■ YOUR INSTRUCTIONS: Retype all of the entries precisely.

Stored data
━━━━━━━━
PR #3756, opened 2025-03-09
[Draft] Ruff as linter

zm711:
I just wanted to draft out so we could see. Right now if I did it right--though I doubt it haha. This should just check for unused imports... If we like this we could remove black auto commit and switch with a commit action in the future. But just want to see how this flows.


zm711:
That took ~3 seconds to run. That's insane! Just for unused imports right now. I think we would exclude init files so we could get fancier. But might be worth thinking about.

samuelgarcia:
Mayeb it is time to switch no ?

zm711:
Well if we do switch we need to decide what we want. Currently this is set to lint imports only. But we can fine tune this. We could start by switching this to actually do the black formatting and then add rules if we need to get what we want. We can put this on a meeting agenda!

zm711:
@zm711 note to self. Turn this into a pre-commit action. Think about which rules we want to start with--probably just black-like formatting.

PR #3757, opened 2025-03-10
Pin sortingview version

alejoe91:
Sortingview has been updated, so we need some modifications to the CI to make it work with the latest versiobn

### DIFF
--- a/pyproject.toml
+++ b/pyproject.toml
@@ -164,7 +164,7 @@ test = [
     "hdbscan>=0.8.33",  # Previous version had a broken wheel
 
     # for sortingview backend
-    "sortingview<0.14.0",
━━━━━━━━
■ EXERCISE SOLUTION:
PR #3756, opened 2025-03-09
[Draft] Ruff as linter

zm711:
I just wanted to draft out so we could see. Right now if I did it right--though I doubt it haha. This should just check for unused imports... If we like this we could remove black auto commit and switch with a commit action in the future. But just want to see how this flows.


zm711:
That took ~3 seconds to run. That's insane! Just for unused imports right now. I think we would exclude init files so we could get fancier. But might be worth thinking about.

samuelgarcia:
Mayeb it is time to switch no ?

zm711:
Well if we do switch we need to decide what we want. Currently this is set to lint imports only. But we can fine tune this. We could start by switching this to actually do the black formatting and then add rules if we need to get what we want. We can put this on a meeting agenda!

zm711:
@zm711 note to self. Turn this into a pre-commit action. Think about which rules we want to start with--probably just black-like formatting.

PR #3757, opened 2025-03-10
Pin sortingview version

alejoe91:
Sortingview has been updated, so we need some modifications to the CI to make it work with the latest versiobn

### DIFF
--- a/pyproject.toml
+++ b/pyproject.toml
@@ -164,7 +164,7 @@ test = [
     "hdbscan>=0.8.33",  # Previous version had a broken wheel
 
     # for sortingview backend
-    "sortingview<0.14.0",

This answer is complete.